A hexagonal orthogonal-oriented pyramid as a model of image representation in visual cortex.

Abstract

Retinal ganglion cells represent the visual image with a spatial code, in which each cell conveys information about a small region in the image. In contrast, cells of primary visual cortex employ a hybrid space-frequency code in which each cell conveys information about a region that is local in space, spatial frequency, and orientation. Despite the presumable importance of this transformation, we lack any comprehensive notion of how it occurs. Here we describe a mathematical model for this transformation. The hexagonal orthogonal-oriented quadrature pyramid (HOP) transform, which operates on a hexagonal input lattice, employs basis functions that are orthogonal, self-similar, and localized in space, spatial frequency, orientation, and phase. The basis functions, which are generated from seven basic types through a recursive process, form an image code of the pyramid type.

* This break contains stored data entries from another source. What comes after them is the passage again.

PR #454, opened 2025-11-18
Feature/formula column completion in ggplot2

PMassicotte:
What I have used to test

```r
ggplot(mtcars, aes(x = carb)) +
  geom_bar() +
  facet_wrap(cyl ~ mpg)


mtcars |>
  ggplot(aes(x = carb)) +
  geom_bar() +
  facet_grid(~mpg)
```

### DIFF
--- a/doc/R.nvim.txt
+++ b/doc/R.nvim.txt
@@ -1517,7 +1517,7 @@ Meaning of optons:
 
     Example usage:
 >r
-    ggplot(mtcars, aes(x = mpg)) +
+    ggplot(mtcars, aes(x = mpg, y = hp)) +
         geom_point() +
         facet_wrap(~cyl)  # Typing ~ will complete column names from mtcars
 <


PMassicotte:
I noticed that I am not getting completion in `ggplot(mtcars, aes(x = carb))` when I type `x = `. Did I messed up something?

jalvesaq:
That's great! Using tree-sitter is better than my approach of using regular expressions. I have to leave for work now. I'll be able to look at this tonight or, perhaps, only on Thursday.

jalvesaq:
> I noticed that I am not getting completion in `ggplot(mtcars, aes(x = carb))` when I type `x = `. Did I messed up something?

The completion works on my side. I always have to press `<C-Space>` to manually trigger completion of arguments with Blink, but the `mtcars` columns are included in the menu after the function arguments.

jalvesaq:
> What I have used to test

It works! The only problem is the example in the documentation. The `y` argument is missing from the `aes()` function and `geom_point()` requires it.

PMassicotte:
> It works! The only problem is the example in the documentation. The `y` argument is missing from the `aes()` function and `geom_point()`

Oups, fixed!

jalvesaq:
Thank you!

PR #458, opened 2025-11-22
Ensure the :checkhealth window gets the focus when the temporary buffer is closed

### LINKED ISSUE #457: When R.nvim is enabled :checkhealth does not show lsp configuration
This issue is probably related to #455. After I have updated to the latest commit, the following issue has occured.

**Current Behavior:**
When running `:checkhealth` in an environment where no R file is opened, the cursor starts in a weird position below the health window directly above the line where the vim mode is displayed.

Image

You can just click on the health window to navigate it. But I also noticed that the vim.lsp output isn't displayed anymore in the general health overview. I tried running `:checkhealth vim.lsp` once and it crashed. Running it again has produced the expected output so the crash might be unrelated.

**Expected Behavior / Behavior when R.nvim is disabled:**
- The cursor is placed inside the actual health overview
- The vim.lsp health output is displayed in the general health overview

johannesbzd:
This pull request fixes #457 by ensuring that the original health window gets the focus as soon as the temporary window which is used to check the functionality of the tree-sitter parsers is closed. Please note the issue does not seem to be reproducible on other machines but I don't see how this change would have an impact on other functioning setups.

### DIFF
--- a/lua/r/health.lua
+++ b/lua/r/health.lua
@@ -15,116 +15,6 @@ local function parser_installed(parser_name)
     ) or pcall(vim.treesitter.query.get, parser_name, "highlights")
 end
 
---- Create a buffer and check the languages at different cursor positions
----@return table
-local check_buffer = function(ft, lines, langs)
-    local health_win = vim.api.nvim_get_current_win()
-
-    -- Create a temporary buffer in a temporary window
-    local b = vim.api.nvim_create_buf(false, false)
-    vim.api.nvim_set_option_value("bufhidden", "wipe", { scope = "local" })
-    vim.api.nvim_set_option_value("number", false, { scope = "local" })
-    vim.api.nvim_set_option_value("swapfile", false, { scope = "local" })
-    vim.api.nvim_set_option_value("buftype", "nofile", { scope = "local" })
-    local w = vim.api.nvim_open_win(b, true, {
-        relative = "win",
-        row = 1,
-        col = 1,
-        width = 20,
-        height = 13,
-        hide = true,
-    })
-
-    vim.api.nvim_buf_set_lines(b, 0, -1, false, lines)
-    vim.api.nvim_set_option_value("filetype", ft, { buf = b })
-    vim.cmd("redraw")
-
-    -- Wait for treesitter to parse the buffer, likely a racing issue here
-    vim.wait(100)
-
-    for k, v in pairs(langs) do
-        vim.api.nvim_win_set_cursor(w, { v[2], v[3] })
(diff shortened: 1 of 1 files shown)


jalvesaq:
Thank you! I tried your branch, and now I get this:

```
Checking language detection in a Quarto document: ~
- ❌ ERROR Wrongly detected: `yaml` vs `none`
- ❌ ERROR Wrongly detected: `markdown` vs `none`
- ❌ ERROR Wrongly detected: `markdown_inline` vs `none`
- ❌ ERROR Wrongly detected: `r` vs `none`

Checking language detection in an Rnoweb document: ~
- ❌ ERROR Wrongly detected: `latex` vs `none`
- ❌ ERROR Wrongly detected: `chunk_header` vs `none`
- ❌ ERROR Wrongly detected: `r` vs `none`
- ❌ ERROR Wrongly detected: `chunk_end` vs `none`
```

It seems that we need the `enter` window parameter to be `true`.

johannesbzd:
I get the same error messages, didn't notice them on my first run because I only checked whether the information of the other plugins are displayed. But when the temporary window gains focus on creation the issue persists and I don't get any output from other plugins or R.nvim itself in the checkhealth overview

jalvesaq:
So, the bug persists? We may move these checks to `:RDebugInfo`, avoiding the need to create a buffer during `:checkhealth`.

johannesbzd:
Yes at the current state of this branch the bug persists although the focus should be moved to the checkhealth window after the tree-sitter parsers have been checked.

To be exact, currently ...:
- The cursor is still in the weird position at the start of checkhealth
- The outputs of many plugins are missing

jalvesaq:
So, please, delete the offending code. I'll bring it back to another place later.

johannesbzd:
Sorry, english isn't my first language and I'm not sure what you mean with "offending". The code which caused the error messages is already deleted. The only change which remains is the change of focus after the tree-sitter parsers have been checked which doesn't seem to have any effect or solve the issue #457.
Can you please tell me which code exactly should be removed?

jalvesaq:
English isn't my first language either. So, "offending" might not be the appropriate word.

Just delete the line

```
    check_lang()
```

near the end of `health.lua`. Then, delete the local functions that will no longer be used: `check_buffer()`, `print_lang_check()`, and `check_lang()`. This way, your contribution will be recorded in the git log.

johannesbzd:
The functions and the invocation have been removed. Thanks for the guidance!

jalvesaq:
Thank you!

The seven basis functions, six bandpass and one low-pass, occupy a point and a hexagon of six nearest neighbors on a hexagonal sample lattice. The six bandpass basis functions consist of three with even symmetry, and three with odd symmetry. The three even kernels are rotations of 0, 60, and 120 degrees of a common kernel; likewise for the three odd kernels. At the lowest level, the inputs are image samples. At each higher level, the input lattice is provided by the low-pass coefficients computed at the previous level. At each level, the output is subsampled in such a way as to yield a new hexagonal lattice with a spacing square root 7 larger than the previous level, so that the number of coefficients is reduced by a factor of seven at each level. In the biological model, the input lattice is the retinal ganglion cell array. The resulting scheme provides a compact, efficient code of the image and generates receptive fields that resemble those of the primary visual cortex.